The present invention relates in general to electro-mechanical devices, and in particular to linear motion actuators.
Soleniods are traditionally used to actuate mechanisms by the application of a voltage to an electromagnetic coil. Solenoids are expensive and require considerable design effort to ensure that the mechanical load requirements are consistent with the available force profile of the solenoid. This can be particularly challenging since the solenoid provides less force near the beginning of its stroke and provides exponentially more force as the stroke reaches the end of its travel. Solenoids suffer reliability problems because magnetic flux must bridge the plunger""s sliding bearing and a residual magnetic force of close tolerance must prevent the plunger from magnetically sticking to the pole face. If either of these design parameters becomes too marginal, the solenoid performance is radically altered.
Linear actuators have been designed where a motor drives a threaded shaft and a corresponding threadedly coupled nut. The nut translates laterally when prevented from rotating by a guiding surface. The motor may be driven in one direction to emulate the drive stroke of a solenoid and driven in the other direction to return the nut and an attached actuator means to a home position. To define the stroke of the motor driven linear actuator, axial stops have been used which may generate thrust loads in the extended or retracted position. To eliminate driving the motor in both directions, an axial thrust spring has been used with the appropriate thread design to enable the thrust spring to rotate the shaft and translate the nut to a home position. Axial loads may cause motor damage or the threads to bind and thrust return springs, besides causing axial loads, put severe restrictions on the design of the threads to allow a non powered return of an extended actuator.
There is, therefore, a need to have an electrically driven linear actuator device that has neither a sliding bearing nor a requirement for a magnetic residual. There is also a need for a linear actuator that eliminates thrust loads on a drive motor which may bind threads of a linear actuator or reduce motor life. Furthermore, there is a need for the linear actuator device that generates force relatively independent of travel position.

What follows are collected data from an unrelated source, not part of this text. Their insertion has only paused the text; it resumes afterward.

PR #3069, opened 2025-05-26
feat: add spinner - WPB-17596

KaterinaWire:
<table>
<td>
  <a href="https://wearezeta.atlassian.net/browse/WPB-17596" title="WPB-17596" target="_blank">BugWPB-17596</a>  [iOS] Own devices not shown as MLS enabled while they actually are
  </td></table>
  <br />
 

### Issue

Sometimes it takes a while to get an MLS thumbprint, and from the user's perspective it's not clear that something is fetching. 
This PR introduces a spinner for the user's device list.

### Checklist

---

### DIFF
--- a/wire-ios/Wire-iOS/Sources/UserInterface/Settings/DeviceManagement/ClientListViewController.swift
+++ b/wire-ios/Wire-iOS/Sources/UserInterface/Settings/DeviceManagement/ClientListViewController.swift
@@ -119,10 +119,8 @@ final class ClientListViewController: UIViewController,
             self.userObserverToken = UserChangeInfo.add(observer: self, for: user, in: session)
         }
 
-        if clientsList == nil {
-            if clients.isEmpty {
-                activityIndicator.start()
-            }
+        if clients.isEmpty {
+            activityIndicator.start()
             userSession?.fetchAllClients()
         }
     }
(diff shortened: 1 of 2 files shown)


jullianm (approved):

wire-ios/Wire-iOS/Sources/UserInterface/Settings/DeviceManagement/ClientListViewController.swift
```diff
@@ -167,14 +165,19 @@ final class ClientListViewController: UIViewController,
...
 
         // Prevent more then one removalObserver in self and SettingsClientViewController
         removalObserver = nil
     }
 
-    private func dismissLoadingView() {
-        activityIndicator.stop()
+    private func dismissLoadingView() async {
+        let minimumDelay: TimeInterval = 0.2
+        let nanoseconds = UInt64(minimumDelay * 1_000_000_000)
```
samwyndham, line 175: question: Why do we need a delay?

samwyndham (commented):
question: I don't quite understand the description. It says that this PR introduces a spinner but it looks like there already was one. Was it not working?

wire-ios/Wire-iOS/Sources/UserInterface/Settings/DeviceManagement/ClientListViewController.swift
samwyndham: The reason for the delay is to avoid a blink in the common case where the client list info has already been fetched

samwyndham (approved):
Nice work

PR #3076, opened 2025-05-27
fix: push notification connection accepted placeholder - WPB-17903

jullianm:
<table>
<td>
  <a href="https://wearezeta.atlassian.net/browse/WPB-17903" title="WPB-17903" target="_blank">BugWPB-17903</a>  [iOS] Connection push notification show placeholder 
  </td></table>
  <br />
 

### Issue

**Context**: When a connection is accepted, push notification doesn't display the user we connected with.

**Causes**: We solely rely on the username value which might be null.

**Solution**: As in legacy code, rely on the sender name and fallback on the username value.

BEFORE:
Screenshot 2025-05-27 at 08 07 38

NOW: 
Screenshot 2025-05-27 at 08 07 48

### Testing

_Describe how to test._

---

### Checklist

---

### DIFF
--- a/WireDomain/Sources/WireDomain/Notifications/Builders/User/UserConnectionEventNotificationBuilder.swift
+++ b/WireDomain/Sources/WireDomain/Notifications/Builders/User/UserConnectionEventNotificationBuilder.swift
@@ -52,9 +52,20 @@ struct UserConnectionEventNotificationBuilder {
         let connectionStatus = isPendingConnection ? ConnectionStatus.pending : .accepted
         let selfUser = await context.getSelfUser()
         let selfUserID = await context.selfUserID(selfUser: selfUser)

A low-cost direct current (DC) motor adapted with a threaded shaft is mounted into a reference frame which keeps the DC motor case and thus the stator fixed while the threaded shaft rotates. The threaded shaft is secured to the inner portion of a torsional spring. The outer portion of the torsional spring is secured to the reference frame. A translation actuator is threaded onto the threaded shaft and incorporates a first and a second actuator stop. The threaded shaft has a circular raised portion incorporating a first and a second shaft stop surface. The first actuator stop engages the first shaft stop surface which prevents the translation actuator and the threaded shaft from binding when in a retracted position. The second actuator stop engages the second shaft stop surface and prevents the translation actuator and the threaded shaft from binding when in an extended position. An extension of the translation actuator is operable to contact a mechanical load. The first and second actuator stops define the travel of the translation actuator. The reference frame is adapted with an engaging section that contacts a guide portion of the translation actuator to prevent the translation actuator rotation as the threaded shaft is rotated. The engaging section also guides the translation actuator as it linearly moves. Current supplied to the DC motor windings generates torque, dependent only on current amplitude and the DC motor torque constant. The DC motor torque turns the threaded shaft, loads the torsion spring, and drives the translation actuator which linearly translates and moves the mechanical load. When the current to the DC motor is removed, energy stored in the torsion spring rotates the threaded shaft in the reverse direction until the first actuator stop again engages the first shaft stop surface and prevents the translation actuator and shaft threads from binding.
The foregoing has outlined rather broadly the features and technical advantages of the present invention in order that the detailed description of the invention that follows may be better understood. Additional features and advantages of the invention will be described hereinafter which form the subject of the claims of the invention.